Speaker: Marwin Schindler
Advances in measurement technologies and 3D vision have significantly enhanced the speed and precision with which real-world objects and landscapes can be captured and reconstructed. These virtual reconstructions are relevant for surveying applications and are frequently encoded as point clouds. Often, reconstructions of objects or landscapes are acquired over time to monitor their changes. Intuitive visualization that allows one to comprehend the shifts over time in such reconstructions could be of help, but the vast size of the data imposes challenges on comparative visualization pipelines. Outside of computationally intensive algorithms tailored to applications for the medical domain, there is a gap in approaches that allow for comparing differences within ensembles of shapes.
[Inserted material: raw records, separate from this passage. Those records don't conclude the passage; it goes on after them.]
PR #516, opened 2019-11-26
jvm.attribute.uptime tags includes jvm vendor and version info

iamdanfox:
## Before this PR

I'm currently rolling out a new JRE, adoptopenjdk 11.0.5. I've got it installed on a couple of canary deployments, but I currently don't have a good way of looking at a deployment and establishing how long services have actually been _running_ using my new JVM. 

Servers will pick up my new JVM when they restart, but I don't have the ability to just go and restart everything. Even if I did, I'd still like to look some kind of graph to figure out how much confidence I have in a particular jvm version.

cc @CRogers 

## After this PR
==COMMIT_MSG==
The `jvm.attribute.uptime` metric now has several additional tags corresponding to the JVM system properties `java.specification.version`, `java.version`, `java.version.date`, `java.runtime.version`, `java.vendor.version`, `java.vm.vendor`, allowing observability of how long a particular JVM version has been up for.
==COMMIT_MSG==

Obviously when a service restarts its uptime goes back to zero, but I actually want to add together its previous uptime with its current uptime... I think I do this by using the `per_second` and then `cum_sum` to get the graph I want.

These system properties are not expected to change for the lifetime of a service, so while this PR adds lots of tags, it shouldn't actually add any more unique _series_ in datadog (therefore I think the cost is $0).

Future work: I'm intending to slurp this stuff back from DD -> our internal foundry stack so that excavator can make decisions based on it

## Possible downsides?

- writing more bytes to disk
- there is now inconsistency between metrics `jvm` namespace, as most are untagged but `attribute.uptime` is super tagged.

## Alternatives

Could I just get this from skylab?

Not easily - skylab currently gives services both JAVA_8_HOME and JAVA_11_HOME environment variables and then lets them decide which one they want to use when they start up.

### DIFF
--- a/tritium-metrics-jvm/src/main/java/com/palantir/tritium/metrics/jvm/JvmMetrics.java
+++ b/tritium-metrics-jvm/src/main/java/com/palantir/tritium/metrics/jvm/JvmMetrics.java
@@ -68,12 +68,12 @@ public final class JvmMetrics {
         metrics.attributeName(gauge(jvmAttributes, "name"));
         metrics.attributeVendor(gauge(jvmAttributes, "vendor"));
         metrics.attributeUptime()
-                .javaSpecificationVersion(System.getProperty("java.specification.version", "null"))
-                .javaVersion(System.getProperty("java.version", "null"))
-                .javaVersionDate(System.getProperty("java.version.date", "null"))
-                .javaRuntimeVersion(System.getProperty("java.runtime.version", "null"))
-                .javaVendorVersion(System.getProperty("java.vendor.version", "null"))
-                .javaVmVendor(System.getProperty("java.vm.vendor", "null"))
+                .javaSpecificationVersion(System.getProperty("java.specification.version", "unknown"))
+                .javaVersion(System.getProperty("java.version", "unknown"))
+                .javaVersionDate(System.getProperty("java.version.date", "unknown"))
+                .javaRuntimeVersion(System.getProperty("java.runtime.version", "unknown"))
+                .javaVendorVersion(System.getProperty("java.vendor.version", "unknown"))
+                .javaVmVendor(System.getProperty("java.vm.vendor", "unknown"))
                 .build(gauge(jvmAttributes, "uptime"));
     }
 
--- a/tritium-metrics-jvm/src/main/java/com/palantir/tritium/metrics/jvm/JvmMetrics.java
+++ b/tritium-metrics-jvm/src/main/java/com/palantir/tritium/metrics/jvm/JvmMetrics.java
@@ -65,8 +65,6 @@ public final class JvmMetrics {
 
     private static void registerAttributes(InternalJvmMetrics metrics) {
         Map<String, Metric> jvmAttributes = new JvmAttributeGaugeSet().getMetrics();
-        metrics.attributeName(gauge(jvmAttributes, "name"));
-        metrics.attributeVendor(gauge(jvmAttributes, "vendor"));
         metrics.attributeUptime()
                 .javaSpecificationVersion(System.getProperty("java.specification.version", "unknown"))
                 .javaVersion(System.getProperty("java.version", "unknown"))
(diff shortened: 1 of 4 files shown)


tritium-metrics-jvm/src/main/java/com/palantir/tritium/metrics/jvm/JvmMetrics.java
```diff
@@ -67,7 +67,14 @@ private static void registerAttributes(InternalJvmMetrics metrics) {
         Map<String, Metric> jvmAttributes = new JvmAttributeGaugeSet().getMetrics();
         metrics.attributeName(gauge(jvmAttributes, "name"));
         metrics.attributeVendor(gauge(jvmAttributes, "vendor"));
-        metrics.attributeUptime(gauge(jvmAttributes, "uptime"));
+        metrics.attributeUptime()
+                .javaSpecificationVersion(System.getProperty("java.specification.version", "null"))
```
carterkozak: I think `unknown` has more meaning than `null` when we consume the results.
```suggestion
                .javaSpecificationVersion(System.getProperty("java.specification.version", "unknown"))
```

tritium-metrics-jvm/src/main/metrics/metrics.yml
```diff
@@ -37,3 +37,10 @@ namespaces:
       attribute.uptime:
         type: gauge
         docs: Provides the Java virtual machine uptime value in milliseconds.
+        tags:
+        - javaSpecificationVersion # 11
+        - javaVersion # 11.0.3
+        - javaVersionDate # 11.0.3
+        - javaRuntimeVersion # 11.0.3+7-LTS
+        - javaVendorVersion # Zulu11.31+11-CA
+        - javaVmVendor # Azul Systems, Inc.
```
carterkozak: Might as well list examples in the docs field so everyone gets the benefits.

iamdanfox: I found these by looking through `java -XshowSettings:all -version` on a few different java installations I have locally - these seemed the most interesting.

tritium-metrics-jvm/src/main/metrics/metrics.yml
```diff
@@ -37,3 +37,10 @@ namespaces:
       attribute.uptime:
```
carterkozak, line 31: In a follow up we should probably get rid of `attribute.name` and `attribute.vendor` since they're provided by our uptime gauge.

tritium-metrics-jvm/src/main/metrics/metrics.yml
iamdanfox: Sure thing - I wonder if it would actually make sense to allow documentation on tags themselves? currently it's just a `list<string>`

https://github.com/palantir/metric-schema/blob/develop/metric-schema-api/src/main/conjure/metric-schema-api.yml#L25

carterkozak: I had considered that but ultimately decided against it because I've found the conjure format with multiple value structures confusing. I think we need docs for tags infrequently enough that its worth the simplicity to include documentation in the metric docs field.
I may have gotten it wrong though ¯\_(ツ)_/¯ What do you think?

tritium-metrics-jvm/src/main/metrics/metrics.yml
iamdanfox: actually have just tacked it on here, as we're conceptually moving this info from a `Gauge<String>` (which isn't representable in DD) to tags on the numerical uptime gauge.

carterkozak: I like it. We should probably flag this as a break, despite even though it could only break manual workflows.

tritium-metrics-jvm/src/main/metrics/metrics.yml
iamdanfox: yeah I think it's probably infrequent enough that there's not really any point. If we weren't committed to a conjure def here I think we could probably do some kind of fun yaml abuse like:

```yml
tags:
- javaRuntimeVersion : docs for this tag
- javaVendorVrrsion
- etc
```

carterkozak:
lgtm, thanks @iamdanfox :+1:

PR #519, opened 2019-11-27
Deprecate SharedTaggedMetricRegistries#getSingleton

pkoenig10:
We'd like to encourage people not to use the global singleton. Marking the method as deprecated signals this intent to potential users.

It's relatively easy for callers to add `SuppressWarnings("deprecation")` if it is not currently feasible to migrate away from the global singleton.

### DIFF
--- a/tritium-registry/src/main/java/com/palantir/tritium/metrics/registry/SharedTaggedMetricRegistries.java
+++ b/tritium-registry/src/main/java/com/palantir/tritium/metrics/registry/SharedTaggedMetricRegistries.java
@@ -37,8 +37,7 @@ public final class SharedTaggedMetricRegistries {
      * Single shared instance for use when it is infeasible to plumb through a user supplied instance.
      *
      * @deprecated avoid using the global singleton
-     *
-     * */
+     */
     @Deprecated
     public static TaggedMetricRegistry getSingleton() {
         return DEFAULT;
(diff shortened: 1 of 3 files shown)


tritium-registry/src/main/java/com/palantir/tritium/metrics/registry/SharedTaggedMetricRegistries.java
```diff
@@ -33,7 +33,13 @@
      */
     private static final TaggedMetricRegistry DEFAULT = new SlidingWindowTaggedMetricRegistry(35, TimeUnit.SECONDS);
 
-    /** Single shared instance for use when it is infeasible to plumb through a user supplied instance. */
+    /**
+     * Single shared instance for use when it is infeasible to plumb through a user supplied instance.
+     *
+     * @deprecated avoid using the global singleton
+     *
```
schlosna:
```suggestion
```

tritium-registry/src/main/java/com/palantir/tritium/metrics/registry/SharedTaggedMetricRegistries.java
```diff
@@ -33,7 +33,13 @@
...
+     * */
```
schlosna:
```suggestion
     */
```

schlosna (approved):
Seems reasonable to me.

PR #553, opened 2019-12-16
Downgrade error_prone_annotations 2.3.4 -> 2.3.3

schlosna:
## Before this PR
tritium imposed error_prone_annotations 2.3.4 on consumers

## After this PR
==COMMIT_MSG==
tritium no longer imposes error_prone_annotations 2.3.4 on consumers,
to avoid triggering a baseline bug (https://github.com/palantir/gradle-baseline/issues/1113)
==COMMIT_MSG==


carterkozak:
:+1:

PR #555, opened 2019-12-17
RealMetricName provides a toString implementation

carterkozak:
## Before this PR
`RealMetricName@012abc`

## After this PR
==COMMIT_MSG==
RealMetricName provides a toString implementation matching ImmutableMetricName.
==COMMIT_MSG==

### DIFF
--- a/tritium-registry/src/main/java/com/palantir/tritium/metrics/registry/RealMetricName.java
+++ b/tritium-registry/src/main/java/com/palantir/tritium/metrics/registry/RealMetricName.java
@@ -51,6 +51,11 @@ final class RealMetricName implements MetricName {
     }
 
     @Override
+    public String toString() {
+        return "MetricName{safeName=" + safeName + ", safeTags=" +  safeTags + '}';
+    }
+
+    @Override
     public int hashCode() {
         return hashCode;
     }
--- a/tritium-registry/src/test/java/com/palantir/tritium/metrics/registry/MetricNameTest.java
+++ b/tritium-registry/src/test/java/com/palantir/tritium/metrics/registry/MetricNameTest.java
@@ -39,23 +39,30 @@ public class MetricNameTest {
         MetricName three = RealMetricName.create(two);
         MetricName four = RealMetricName.create(
                 MetricName.builder()
-                .safeName("test")
-                .putSafeTags("key2", "value2")
-                .putSafeTags("key", "value")
+                        .safeName("test")
+                        .putSafeTags("key2", "value2")
+                        .putSafeTags("key", "value")
                         .build(),
                 "key1",
                 "value1");
+        MetricName five = ImmutableMetricName.copyOf(four);
 
-        assertThat(one).isEqualTo(two).isEqualTo(three).isEqualTo(four);
-        assertThat(two).isEqualTo(one).isEqualTo(three).isEqualTo(four);
-        assertThat(three).isEqualTo(one).isEqualTo(two).isEqualTo(four);
-        assertThat(four).isEqualTo(one).isEqualTo(two).isEqualTo(three);
+        assertThat(one).isEqualTo(two).isEqualTo(three).isEqualTo(four).isEqualTo(five);
+        assertThat(two).isEqualTo(one).isEqualTo(three).isEqualTo(four).isEqualTo(five);
+        assertThat(three).isEqualTo(one).isEqualTo(two).isEqualTo(four).isEqualTo(five);
+        assertThat(four).isEqualTo(one).isEqualTo(two).isEqualTo(three).isEqualTo(five);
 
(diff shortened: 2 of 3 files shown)


tritium-registry/src/test/java/com/palantir/tritium/metrics/registry/MetricNameTest.java
```diff
@@ -36,11 +36,13 @@ public void compareSame() {
...
+        MetricName three = RealMetricName.create(two);
 
-        assertThat(one).isEqualTo(two);
-        assertThat(two).isEqualTo(one);
+        assertThat(one).isEqualTo(two).isEqualTo(three);
+        assertThat(two).isEqualTo(one).isEqualTo(three);
+        assertThat(three).isEqualTo(one).isEqualTo(two);
 
-        assertThat(one.toString()).isEqualTo(two.toString());
+        assertThat(one.toString()).isEqualTo(two.toString()).isEqualTo(three.toString());
```
schlosna: minor nit: do we want to verify the actual contents of the `toString` (i.e. there's an unlikely alternate universe where `one == two == three` if we had a flyweight cache behind builder & RealMetricName)?

```suggestion
        assertThat(one.toString())
                .isEqualTo(two.toString())
                .isEqualTo(three.toString())
                .isEqualTo("MetricName{safeName=test, safeTags={key=value, key1=value1, key2=value2}}");
```

tritium-registry/src/test/java/com/palantir/tritium/metrics/registry/MetricNameTest.java
```diff
@@ -36,11 +36,13 @@ public void compareSame() {
                 .putSafeTags("key", "value")
                 .putSafeTags("key1", "value1")
                 .build();
+        MetricName three = RealMetricName.create(two);
 
-        assertThat(one).isEqualTo(two);
-        assertThat(two).isEqualTo(one);
+        assertThat(one).isEqualTo(two).isEqualTo(three);
+        assertThat(two).isEqualTo(one).isEqualTo(three);
+        assertThat(three).isEqualTo(one).isEqualTo(two);
```
schlosna: Does assertj have any equivalent to perform the full equals/hashCode comparison reflexive, symmetric, transitive permutations like `com.google.common.testing.EqualsTester` [`org.assertj.core.test.EqualsHashCodeContractAssert`](https://github.com/joel-costigliola/assertj-core/blob/master/src/test/java/org/assertj/core/test/EqualsHashCodeContractAssert.java) seems to be what we'd want, but not sure why its not in main assertj module.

We designed and implemented a framework to support the comparative visualization of ensembles of point clouds. By utilizing the mature mathematical framework of optimal transport, we circumvent shortcomings of commonly employed nearest neighbor-based approaches and allow our method to compare a whole ensemble of reconstructions in a comprehensive representation. If there is no inherent ordering, our method enables the automatic arrangement of individual point clouds, establishing their relationships and simplifying the analysis process. We derive additional metrics about the whole ensemble, which are then used to enrich the visualization and help to detect patterns of variation within the data. We enable a smooth transition between displayed point clouds in an animation and offer visual aids that highlight the characteristics of each shape and how these change. Our method processes the data fast and provides comprehensive means to browse through a large ensemble of point clouds.